The patients are new, the setting is new, but the doctor is still in

April 04, 2009|Matthew Gilbert, Globe Staff

Sitting on the couch, all the clients on HBO's "In Treatment" claim they really don't want to be in therapy. They put up a stone wall to keep Dr. Paul Weston out, acting like children being forced to eat their broccoli. But still they show up for the fight each week, and gradually, reticently, brilliantly, they reveal their stories to Paul, and to us. Their truths unfold.

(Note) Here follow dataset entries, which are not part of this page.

PR #91, opened 2026-01-12
Allow MEAI User Agent tracking for IChatClient

rogerbarreto:
Similar to other specializations of `IChatClient` adding the additional `MEAI` in `User-Agent` improves the understanding of the `Microsoft.Extensions.AI` ecosystem and also helps to solidify it's usage and importance from the MEAI abstraction perspective.

- [MEAI.OpenAI package](https://github.com/dotnet/extensions/blob/99383237b2b86d4d85b4f5908b938e9e43c97db7/src/Libraries/Microsoft.Extensions.AI.OpenAI/RequestOptionsExtensions.cs#L32)
- [MEAI Azure Foundry persistent package](https://github.com/Azure/azure-sdk-for-net/blob/9d32be0c40d6ded048b2c85ea63f73497fb05350/sdk/ai/Azure.AI.Agents.Persistent/src/Custom/PersistentAgentsChatClient.cs#L802)


src/Anthropic/AnthropicClientExtensions.cs
```diff
@@ -111,16 +147,16 @@ void IDisposable.Dispose() { }
 
             if (serviceType == typeof(ChatClientMetadata))
             {
-                return _metadata ??= new(
+                return this._metadata ??= new(
```
stephentoub: Why did all these `this.` get added?

src/Anthropic/AnthropicClientExtensions.cs
```diff
@@ -87,12 +88,47 @@ private sealed class AnthropicChatClient(
     ) : IChatClient
     {
         private const int DefaultMaxTokens = 1024;
+        private const string MeaiUserAgentHeaderKey = "User-Agent";
+
+        private static readonly IReadOnlyDictionary<string, JsonElement> s_meaiHeaderData =
```
stephentoub:
```suggestion
        private static readonly Dictionary<string, JsonElement> s_meaiHeaderData =

```

src/Anthropic/AnthropicClientExtensions.cs
```diff
@@ -905,7 +941,28 @@ toolMode is AutoChatToolMode
...
+            return AddMeaiHeaders(createParams);
+        }
+
+        private static MessageCreateParams AddMeaiHeaders(MessageCreateParams createParams)
+        {
+            Dictionary<string, JsonElement> mergedHeaders = [];
+            foreach (var header in s_meaiHeaderData)
+            {
+                mergedHeaders[header.Key] = header.Value;
+            }
```
stephentoub:
```suggestion
            Dictionary<string, JsonElement> mergedHeaders = new(s_meaiHeaderData);

```

src/Anthropic.Tests/AnthropicClientExtensionsTestsBase.cs
```diff
@@ -899,8 +899,10 @@ public async Task GetResponseAsync_WithToolCalls()
                     "description": "Get the current weather for a location",
                     "input_schema": {
                         "type": "object",
-                        "location": { "type": "string", "description": "The city and state" },
-                        "unit": { "type": "string", "description": "Temperature unit" },
+                        "properties": {
+                            "location":{"type":"string","description":"The city and state"},
+                            "unit":{"type":"string","description":"Temperature unit"}
+                        },
```
stephentoub, line 905: Were these not changed as part of the previous PR that fixed properties? How did that pass CI tests?

src/Anthropic/AnthropicClientExtensions.cs
```diff
@@ -905,7 +941,28 @@ toolMode is AutoChatToolMode
...
+
+            foreach (var header in createParams.RawHeaderData)
+            {
+                mergedHeaders[header.Key] = header.Value;
+            }
+
+            return MessageCreateParams.FromRawUnchecked(
```
stephentoub, line 952: Is this appropriately resulting in a single User-Agent header that contains both the anthropic and meai values, rather than two separate User-Agent headers?

rogerbarreto: @stephentoub Yes, in the implementation, the `Anthropic` user agent is added separately, first the static `Anthropic UserAgent` then `RawHeaderData`.

image


https://github.com/anthropics/anthropic-sdk-csharp/blob/9ad3dc0393ee0e7d8ea592442f4dd12baca83dc4/src/Anthropic/Models/Messages/MessageCreateParams.cs#L449-L455

The methods use the `HttpRequestHeaders.Add` method that appends properly the headers.

src/Anthropic/AnthropicClientExtensions.cs
rogerbarreto: My editor has the local .editorconfig enforcing it when a repo doesn't have the rule set. reverted and added the rule in the repo to ignore.

src/Anthropic.Tests/AnthropicClientExtensionsTestsBase.cs
rogerbarreto: Running the tests from my latest branch from the `next` locally were failing, added the fix in a dedicated commit to this PR.

src/Anthropic/AnthropicClientExtensions.cs
```diff
@@ -87,12 +88,46 @@ private sealed class AnthropicChatClient(
     ) : IChatClient
     {
         private const int DefaultMaxTokens = 1024;
+        private const string MeaiUserAgentHeaderKey = "User-Agent";
+
+        private static readonly Dictionary<string, JsonElement> s_meaiHeaderData = new()
```
sd-st: Can we make this a readonly dictionary, possibly even frozen?

src/Anthropic/Services/Beta/Messages/AnthropicBetaClientExtensions.cs
```diff
@@ -1149,7 +1185,28 @@ existingSystem.Value is IReadOnlyList<BetaTextBlockParam> existingMessages
...
+            Dictionary<string, JsonElement> mergedHeaders = [];
+            foreach (var header in s_meaiHeaderData)
+            {
+                mergedHeaders[header.Key] = header.Value;
+            }
+
+            foreach (var header in createParams.RawHeaderData)
+            {
+                mergedHeaders[header.Key] = header.Value;
+            }
```
sd-st: Just curious, why do we prioritize `mergedHeaders` over `createParams.RawHeadersData` here, but in the other file it's the other way around?

sd-st: I think we could also do the `new(...)` thing in here when instantiating the dictionary (like we do in the other file) to save us one of the loops

sd-st: Also, I'm wondering if we should be combining headers rather than overwriting them?

src/Anthropic.Tests/AnthropicClientBetaExtensionsTests.cs
```diff
@@ -2218,4 +2218,259 @@ public async Task GetResponseAsync_WithHostedToolsAndExistingBetas_PreservesAndD
...
+                }
+            }
+            """
+        )
+        {
+            OnRequestHeaders = headers =>
+            {
+                if (headers.TryGetValues("User-Agent", out var values))
+                {
+                    capturedUserAgent = string.Join(" ", values);
```
sd-st: This `string.Join` shouldn't be needed right? I thought we were already coming user agents like this?

I think we should assert that the user agent is an array of length 1

src/Anthropic/AnthropicClientExtensions.cs
sd-st: Isn't this only done in a unit test? I think even outside of the unit test we'd want a single `User-Agent` header

sd-st (approved):
Thanks!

"In Treatment," based on the Israeli series "B'Tipul," returns to HBO this Sunday night at 9 with all the extraordinary emotional wisdom that made the first season so compelling. Each of Paul's new therapy clients, including John Mahoney as a panicky Wall Streeter and Hope Davis as a lonely lawyer, is holding a fascinating and closely guarded back story in his or her clenched fist. And each week, like a Sherlock Holmes of the psyche, Paul picks through their inadvertent clues and red herrings for insight and answers.

"In Treatment" has an expanded locale this season, with Paul (Gabriel Byrne) having left Maryland to practice out of a Brooklyn apartment. Paul is bitterly divorced from Kate - we saw their marriage crumble last season - and, as we learn in Sunday's opening scene, he is facing a malpractice suit regarding last season's death of Blair Underwood's Navy pilot, Alex. Once a week, on Fridays, he takes the train to Maryland for his own therapy sessions with Gina (Dianne Wiest) and to visit his children. Still, despite the East Coast ramblings, the better part of every episode - in groups of two on Sunday nights and three on Monday nights - takes place in the neutral sphere of a therapist's office.

Because the first season of "In Treatment" was so consistently good, I was prepared to be disappointed this time around. And I prepared in vain. The writers continue to make each episode into a lovely half-hour piece of music, proceeding with a sequence of different tempos and movements as the characters lead us further into their pain. The characters start a theme, drop it, then pick it up again more passionately, with conspicuous silences in between. Meanwhile, Paul provides the resounding bass notes, with his probing questions and observations. This season as much as last, "In Treatment" brings us into more intimacy with its characters than almost any other series on TV.